* **What is being asked**
Treat the line containing "### LINKED ISSUE" as the first line of the answer and the last line of the data as its final line, reproducing every line between exactly.

Raw data section start

PR #2314, opened 2021-02-24
Ignore duplicates in SchemaTypes.SetGraphType

### LINKED ISSUE #1046: Code first registered interfaces cause errors if out of order.
## Description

Raw data section end

* **Expected answer**
### LINKED ISSUE #1046: Code first registered interfaces cause errors if out of order.
## Description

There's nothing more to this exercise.